2. Variable annuities
Variable annuities feature an interest rate that changes in response to market fluctuations. With a variable annuity, you'll choose where your contributions are invested — you'll typically have low-, moderate- and high-risk options. In turn, your payouts increase or decrease in relation to the performance of your chosen portfolio. You'll receive smaller payouts if your investment performs poorly and larger payouts if it performs well.
3. Indexed annuities
Indexed annuities aim to split the difference between fixed and variable options. With these annuities, your contributions are linked to the returns of one or more market indexes. Many indexed annuities also come with a guaranteed minimum payout, similar to a fixed annuity. However, in exchange for this additional protection, indexed annuities have a cap on how much your investment can earn, even if your chosen index performs well.
4. Immediate annuities
Immediate annuities allow you to begin receiving payouts no later than one year after you contribute your premium. This type of annuity is almost exclusively single-premium, meaning it's funded by a large, one-time contribution.
5. Deferred annuities
If you have a deferred annuity, you'll wait for a certain amount of time before you begin receiving your income stream. This is known as the accumulation period, during which your money grows and you do not pay taxes on your funds yet. Depending on your contract, you can contribute to the annuity with a single premium or with a series of payments.
Which annuity is right for you? Pros & cons of different annuities
Should you pay over time or all at once? Will you take a risk with a variable rate of growth or play it safe with a fixed rate? Can you plan your retirement around your payouts?
To decide which annuity works for your unique situation, you'll need to think carefully about your financial goals.
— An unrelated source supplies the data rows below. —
PR #1977, opened 2019-05-16
Update ruby/spec and MSpec

eregon:
Here is a PR to update to the latest ruby/spec.
The only change in Opal itself is 665af60, please review it.

Recently, I removed `with_feature` in MSpec (https://github.com/ruby/spec/issues/667) and wanted to check how it impacts Opal.
Notably, `with_feature :encoding` was removed as it was not maintained for recent specs.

Consider how long you have before retirement, how quickly you'll need to access your money and how much tolerance you have for risk.
Here are some pros and cons of different annuities:
- Fixed vs. variable annuities. The primary benefit of a fixed annuity is its predictable stream of future income. That's why fixed-rate annuities are often the go-to for those planning for retirement.
On the other hand, a variable annuity is less predictable, so you won't receive a guaranteed minimum payout — and if you choose a high-risk investment, you might even lose money. However, a variable annuity can also be more profitable if your investment performs well.
If your goal is to maximize your benefits without taking a loss, you'll have to determine your risk tolerance before you invest.
- Single-premium vs. multiple-premium annuities. Single-premium annuities require applicants to make a large upfront payment, which can be very difficult for some investors. However, these options allow faster access to your invested funds.
Multiple-premium annuities offer you the opportunity to save over time by paying periodically, making them a good long-term option. But unlike a single-premium annuity, you generally won't be able to access your contributions for many years to come.
- Immediate vs. deferred annuities. Immediate annuities offer the option to receive income within a year or two of your investment. This may be an advantage for those facing imminent retirement. However, funding them typically requires a large sum of cash up front. Deferred annuities offer more time to save and to profit from your investment. Your money will grow over a period of months, years or even decades. However, it won't be accessible to you right away.
Before you commit to an annuity contract that could last decades, carefully research your options. Make sure the type of annuity you choose will help you build wealth in a way that aligns with your long-term financial goals.